Background
This code is in response to the Coding challenge: bad word filter[^] posed by Chris.
Introduction
This code performs replacements within strings as specified via configuration string pairs. You may review the specifications on the Code Challenge's page. Most entries so far have used Regular Expressions and this one does too, but in a fairly limited capacity. Because Regular Expressions can be inefficient when presented with such a non-regular request, rather than use Regular Expressions to scan the whole string (perhaps several times), this code splits the string into parts and then uses Regular Expressions on the parts. In the interest of performance, it avoids Replace, Substring, Split, and ToString as much as possible.
Using the code
A ReplaceOmatic can be instantiated and used like this:
PIEBALD.Type.ReplaceOmatic replacer =
new PIEBALD.Type.ReplaceOmatic
(
new System.Tuple<string,string> ( "PHB!" , "boss!" )
,
new System.Tuple<string,string> ( "gotten" , "become" )
,
new System.Tuple<string,string> ( "*p[o0]{2}p*" , "p**p" )
) ;
string intext = "My PHB is such a poophead. It's gotten worse since his promotion. My PHB has started his new blog phblog.com. He's SUCH A MISBEGOTTEN POOPHEAD!" ;
string outtext = intext ;
int total = replacer.Replace ( ref outtext ) ;
System.Console.WriteLine ( "{0}\n{1}\n{2}" , intext , total , outtext ) ;
This class is not intended to be instantiated, used once, and then disposed. I recommend keeping one long-term. This allows the class to gather statistics about which Regular Expressions encounter the most matches. With that data, the List of ReplacementSpecs can be sorted so the ones with the most hits can be tried first.
StringSlice
This class is used to define a section of a string. The goal is to avoid using Substring unless truly necessary. ToString will call Substring on the parent string, so we want to do that as seldom as possible.

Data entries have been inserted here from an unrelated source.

PR #10729, opened 2023-11-14
[test plan] Macsec protocol shutdown

parmarkj:
### Description of PR

This test verifies macsec sessions are up after disabling and enabling macsec feature with macsec already configured.

Summary:
Fixes # (issue)

### Type of change

- [ ] Bug fix

### Back port request
- [ ] 201911
- [ ] 202012
- [ ] 202205
- [ ] 202305

To add a new test case.

#### How did you do it?
Please refer to the readme file.

Verified on T2.

T2


tests/macsec/test_macsec_protocol_shutdown.py
```diff
@@ -0,0 +1,108 @@
...
+
+
+def test_macsec_protocol_shutdown(duthost, macsec_nbrhosts, setup, ctrl_links):
+    macsec_profile = setup['macsec_profile']
+
+    dut_mka_session = get_mka_session(duthost)
+    assert len(dut_mka_session) == len(ctrl_links)
+    for port_name, nbr in list(ctrl_links.items()):
+        nbr_mka_session = get_mka_session(nbr["host"])
+        dut_macsec_port = get_macsec_ifname(duthost, port_name)
```
BYGX-wcr, line 58: The get_mka_session is only available for virtual SONiC switch. Using it will make this test only applicable for virtual testbed.

tests/macsec/test_macsec_protocol_shutdown.py
```diff
@@ -0,0 +1,108 @@
...
+        'nbrhosts': nbrhosts,
+        'macsec_profile': macsec_profile
+    }
+
+    logger.info('Setup_info: {}'.format(setup_info))
+
+    yield setup_info
+
+
+def test_macsec_protocol_shutdown(duthost, macsec_nbrhosts, setup, ctrl_links):
```
BYGX-wcr, line 51: You should not directly use duthost feature here and in the definition of setup fixture because this may get you a T2 supervisor when the test is applied to a T2 testbed.

tests/macsec/test_macsec_protocol_shutdown.py
```diff
@@ -0,0 +1,108 @@
...
+
+    disable_macsec_feature(duthost, macsec_nbrhosts)
+    time.sleep(5)
+    output = duthost.shell("docker ps")["stdout_lines"]
+    status = any("macsec" not in x for x in output)
+    assert status
+    logger.info("macsec disabled")
+
+    enable_macsec_feature(duthost, macsec_nbrhosts)
+    time.sleep(60)
```
BYGX-wcr, line 78: there is no need to sleep and then check macsec container here because the `enable_macsec_feature` function already waits for and checks the launch of macsec containers.

parmarkj:
@BYGX-wcr I have removed the direct use of duthost feature and removed the sleep time post enable_macsec_feature. However, I only have access to virtual testbed, that's why get_macsec_ifname was used. Do you have a replacement recommendation? Thanks

Issue #1254, opened 2019-12-02
vm_set : Fail if kickstart gives error for vlab-01


lguohan:
**Description**

**Steps to reproduce the issue:**
1.
2.
3.

**Describe the results you received:**
```
TASK [vm_set : Fail if kickstart gives error for vlab-01] **********************
Monday 02 December 2019  11:56:49 +0000 (0:01:05.536)       0:03:08.124 ******* 
fatal: [STR-ACS-VSERV-01]: FAILED! => {"changed": false, "msg": "Start sonic vm weren't succesfull"}
```

**Describe the results you expected:**

**Additional information you deem important:**

    **Output of `show version`:**

    ```
    (paste your output here)
    ```

    **Attach debug file `sudo generate_dump`:**

    ```
    (paste your output here)
    ```

lguohan:
cannot find the log now, need to add timestamp in the log file.

lguohan:
#1256

PR #10749, opened 2023-11-15
[NTP] Update tests for new NTP configuration

fastiuk:
### Description of PR

Summary:
Fixes [#1254](https://github.com/sonic-net/SONiC/issues/1254)

### Type of change

- [ ] Bug fix

### Back port request
- [ ] 201911
- [ ] 202012
- [ ] 202205
- [ ] 202305

To alignt the tests for new NTP configuration

#### How did you do it?
Add a new test and left the old one as backward compatibility

By running it on the switch

### DIFF
--- a/tests/generic_config_updater/test_ntp.py
+++ b/tests/generic_config_updater/test_ntp.py
@@ -107,6 +107,20 @@ def ntp_server_tc1_add_config(duthost):
             "op": "add",
             "path": "/NTP_SERVER",
             "value": {
+                NTP_SERVER_INIT: {
+                    "resolve_as": NTP_SERVER_INIT,
+                    "association_type": "server",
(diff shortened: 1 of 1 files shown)


saiarcot895:
Looks like there's a failure because of the changes?

fastiuk:
> Looks like there's a failure because of the changes?

My bad, I missed the fact that `expect_op_success` calls `patest.fail`, and I can't catch it. Aligned the test, waiting for the result.
I made the test to be backward compatible with old version, so it should pass here. And we will see the result on the new code in https://github.com/sonic-net/sonic-buildimage/pull/15058

fastiuk:
@saiarcot895 updated

liat-grozovik (approved):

private sealed partial class StringSlice
{
private string source ;
public int Start { get ; private set ; }
public int Length { get ; private set ; }
private StringSlice
(
string Source
,
int Start
,
int Length
)
{
this.source = Source ;
this.Start = Start ;
this.Length = Length ;
return ;
}
public override string
ToString
(
)
{
return ( this.source.Substring ( this.Start , this.Length ) ) ;
}
TrimPunctuation
This method assists with defining a section of a string that has neither leading nor trailing punctuation characters. For the current Challenge, I must allow punctuation within a section, such as sh!t
and b(.)(.)bs
.
private static void
TrimPunctuation
(
string Source
,
ref int Start
,
ref int Length
)
{
while ( ( Length > 0 ) && System.Char.IsPunctuation ( Source [ Start ] ) )
{
Start++ ;
Length-- ;
}
while ( ( Length > 0 ) && System.Char.IsPunctuation ( Source [ Start + Length - 1 ] ) )
{
Length-- ;
}
return ;
}
Tokenize
This method is the only way to create instances of StringSlice. Each StringSlice will define a non-empty section of the input string. Sections are delimited by whitespace and may or may not include leading and trailing punctuation. For the current Challenge, I include neither leading nor trailing punctuation characters. Similarly, when punctuation trimming is performed, a StringSlice will never contain only punctuation.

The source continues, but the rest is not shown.